GDP Growth Forecast
Source: Asian Development Bank
The economy of Mongolia is transitioning to post-pandemic expansion, driven by the economic reopening of the People’s Republic of China (PRC), robust demand for mineral commodities, and a revival of domestic demand. This contrasts previous gloomy growth expectations, despite tightened financing conditions globally and domestically, says a new report by the Asian Development Bank (ADB) released today.
In its latest flagship economic report, Asian Development Outlook (ADO) April 2023, ADB projects Mongolia’s economic growth to expand to 5.4% in 2023 compared to 4.8% growth in 2022, before climbing to 6.1% in 2024, supported by exports, recovery in mining, and its positive spillover to transport and other pursuits.

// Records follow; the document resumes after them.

PR #7044, opened 2025-04-15
fix(chat): Updating spinner text to thinking

ashishrp-aws:
## Problem
Currently the spinner text on waiting for LLM responses displays `Generating your Answer` which is not reflective of new features.

## Solution
- Updated it to `Thinking`

---

### DIFF
--- a/packages/core/src/amazonq/webview/ui/texts/constants.ts
+++ b/packages/core/src/amazonq/webview/ui/texts/constants.ts
@@ -25,7 +25,7 @@ export const uiComponentsTexts = {
     copyToClipboard: 'Copied to clipboard',
     noMoreTabsTooltip: 'You can only open ten conversation tabs at a time.',
     codeSuggestionWithReferenceTitle: 'Some suggestions contain code with references.',
-    spinnerText: 'Generating your answer...',
+    spinnerText: 'Thinking...',
     changeAccepted: 'Change accepted',
     changeRejected: 'Change rejected',
     acceptChange: 'Accept change',


mr-lee (approved):

packages/core/src/amazonq/webview/ui/texts/constants.ts
```diff
@@ -25,7 +25,7 @@ export const uiComponentsTexts = {
     copyToClipboard: 'Copied to clipboard',
     noMoreTabsTooltip: 'You can only open ten conversation tabs at a time.',
     codeSuggestionWithReferenceTitle: 'Some suggestions contain code with references.',
-    spinnerText: 'Generating your answer...',
```
jguoamz, line 28: this will impact /dev, /test, etc? Can we make a new one for cwc only?

packages/core/src/amazonq/webview/ui/texts/constants.ts
```diff
@@ -25,7 +25,7 @@ export const uiComponentsTexts = {
...
+    spinnerText: 'Thinking...',
```
laileni-aws, line 28: I guess this will be impacting entire Amazon Q including `/dev` etc
Are we ok for this ?
If Yes we are good!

“After 3 years of economic difficulties induced by exogenous shocks, including COVID-19, border restrictions with the PRC, and the Russian invasion of Ukraine, the economy of Mongolia is now on a recovery path, supported by both external demand and domestic policy responses,” said ADB’s Country Director for Mongolia Pavit Ramachandran. “Maintaining growth momentum while reducing the persistently high inflation is critical to ensure that this economic growth is more inclusive.”
“Mongolia’s near-term priority is to boost exports, reduce inflation, and support macroeconomic stability, through fiscal, monetary, and macroprudential policies, additionally focusing on structural reforms in public sector management and in the financial sector to increase savings and strengthen economic resilience. Moreover, Mongolia can design and implement comprehensive investment climate reform to sustain growth over the medium term and create an enabling environment for private sector-led growth,” added Mr. Ramachandran.
Average inflation will moderate to 10.9% in 2023 and 8.7% in 2024 as supply shocks and trade disruption risks wane. However, it will still exceed the central bank target of 6%, mainly on pass-through of local currency depreciation and revived domestic demand. More aggressive fiscal consolidation will support macroeconomic external balance and reduce crowding out impacts on the private sector. The current account deficit is projected to diminish, mainly as merchandise exports increase and the service deficit narrows with lessened trade disruption, lower risk premiums for shippers, and lower transportation service charges.
Downside risks to the outlook stem from a worsening situation regarding the Russian invasion of Ukraine, new COVID-19 variants or waves, a significant commodity price correction, domestic political risks, and the adverse implications of offtake barter agreements.